Add to CalendarAmerica/New_YorkNeuroLunch: Max Heinrich (Bear Lab) & Lukas Vogelsang (Sinha Lab)10/21/2024 12:00 pm10/21/2024 1:00 pmBuilding 46,3310
October 21, 2024
12:00 pm - 1:00 pm
Location
Building 46,3310
    Description

    Speaker: Maxwell John Heinrich (Bear Lab)

    Title: The persistent sodium current underlies spontaneous, steady-state activity of layer 5 pyramidal neurons in the mouse visual cortical slice

    Abstract: The mouse cortical slice is characteristically silent in the presence of traditional artificial cerebral spinal fluid (aCSF), exhibiting essentially no spontaneous activity across layers. Traditional aCSF contains significantly higher concentrations of calcium and magnesium ions than observed physiologically. Perfusion of mouse visual cortical slices with a more physiologic aCSF containing lower concentrations of these divalent cations drives action potentials in a subset of layer 5 pyramidal neurons in the absence of ionotropic synaptic transmission. Whole-cell experiments demonstrate that reducing extracellular divalence enhances the intrinsic excitability of layer 5 pyramidal neurons by hyperpolarizing the voltage-dependence of persistent sodium current (INaP) activation. Steady-state current-voltage (IV) curves used to measure INaP reveal a zero-slope peak, indicative of the point at which outward currents are overcome by INaP-mediated inward currents. In spontaneously active neurons, this zero-slope peak lies close to or below the zero-current line, indicating an unstable resting potential. Phase diagram analysis derived from steady-state IV curves predicts membrane potential bistability in the absence of action potential dynamics, explaining the experimentally observed ‘jump’ that brings the voltage of the neuron from stable potentials to the spike threshold during sparse spontaneous activity. Stability analysis further predicts the equivalence between the zero-slope peak current and the rheobase current, the minimum steady current required to generate an action potential, confirming the hypothesis that steady activation of layer 5 pyramidal neurons is governed by the competition between steady-state inward and outward currents.
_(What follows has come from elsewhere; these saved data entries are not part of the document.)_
Issue #4865, opened 2017-04-20
Workspace does not start with Java 1.7 installed


ghost:
Steps to reproduce:

1. Create a workspace from the following recipe:

```
FROM codenvy/jdk7
CMD tail -f /dev/null

```

Workspace agent does not start since it uses JDK 1.7 that is pre installed in the image. However, this piуce of script https://github.com/eclipse/che/blob/master/wsagent/agent/src/main/resources/org.eclipse.che.ws-agent.script.sh#L52-L57 should have detected that Java version installed in a workspace is not 1.8 and install openjdk package from a debian repo.

bmicklea:
@tolusha and @vkuznyetsov - this is preventing TIAA from continuing their rollout.

ghost:
Looks like the way script extracts and compares Java version is wrong. Should be an easy fix.

PR #4870, opened 2017-04-21
CHE-4865: Correctly detect installed java version

tolusha:
### What does this PR do?
Correctly detect installed java version

https://github.com/eclipse/che/issues/4865

#### Changelog
Correctly detect installed java version

#### Release Notes
not required

#### Docs PR
not required

### DIFF
--- a/wsagent/agent/src/main/resources/org.eclipse.che.ws-agent.script.sh
+++ b/wsagent/agent/src/main/resources/org.eclipse.che.ws-agent.script.sh
@@ -52,8 +52,8 @@ INSTALL_JDK=false
 command -v ${JAVA_HOME}/bin/java >/dev/null 2>&1 || {
     INSTALL_JDK=true;
 } && {
-    java_version=$(${JAVA_HOME}/bin/java -version 2>&1 | sed 's/.* version "\\(.*\\)\\.\\(.*\\)\\..*"/\\1\\2/; 1q')
-    if [ ! -z "${java_version##*[!0-9]*}" ] && [ "${java_version}" -lt "18" ]; then
+    java_version=$(${JAVA_HOME}/bin/java -version 2>&1 | grep version  | awk '{print $NF}' | sed 's/"//g' | cut -d '.' -f2)
+    if [ "${java_version}" -eq "8" ]; then
         INSTALL_JDK=true;
     fi
 }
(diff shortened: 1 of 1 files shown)


ghost (approved):

ghost:
Tested with `codenvy/jdk7`, `codenvy/codenvy` and `eclipse/ubuntu_jdk8` images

    Speaker: Lukas Vogelsang (Sinha Lab)

    Title: Butterfly effects in perceptual development: On the functional significance of degraded sensory experience early in life

    Abstract: Human perceptual development unfolds in a stereotypical temporal manner. Visual inputs, for instance, are initially strongly degraded and improve in quality over the first months or years of life. These initially degraded inputs have traditionally been considered to represent ‘limitations’ imposed by constraints of the developing neural system. We propose, however, that they may, in fact, be adaptive and facilitate the acquisition of important representations and processing strategies that subserve robust perception later in life. This proposal is supported by joint experimental and computational findings that we recently published – notably in the domains of visual acuity and color vision. Experimental evidence derives from studies of children born blind and treated for their blindness late in life. In stark contrast to neonates, these children commence their visual experience with a remarkably mature perceptual system and, therefore, effectively skip the initial period of degraded vision. Examinations of their perceptual profiles revealed marked recognition deficits in generalization to color-reduced or color-shifted images, as well as poor performance on tasks relying on extended spatial integration. Results of computational simulations with deep neural networks suggest that these deficits can be accounted for by the children’s lack of initially degraded inputs. Specifically, training with developmentally-inspired stimulus progressions from poor to rich led to strong generalization in the above tasks, whereas training on exclusively high-quality, low-quality, or high-to-low-quality inputs did not. These results have implications for understanding normal visual development, help account for some of the deficits reported in individuals who underwent atypical developmental trajectories, and provide inspiration for more robust training procedures for computational model systems. Together with results from the domain of prenatal hearing, they also point to a potentially broader developmental phenomenon transcending the visual domain.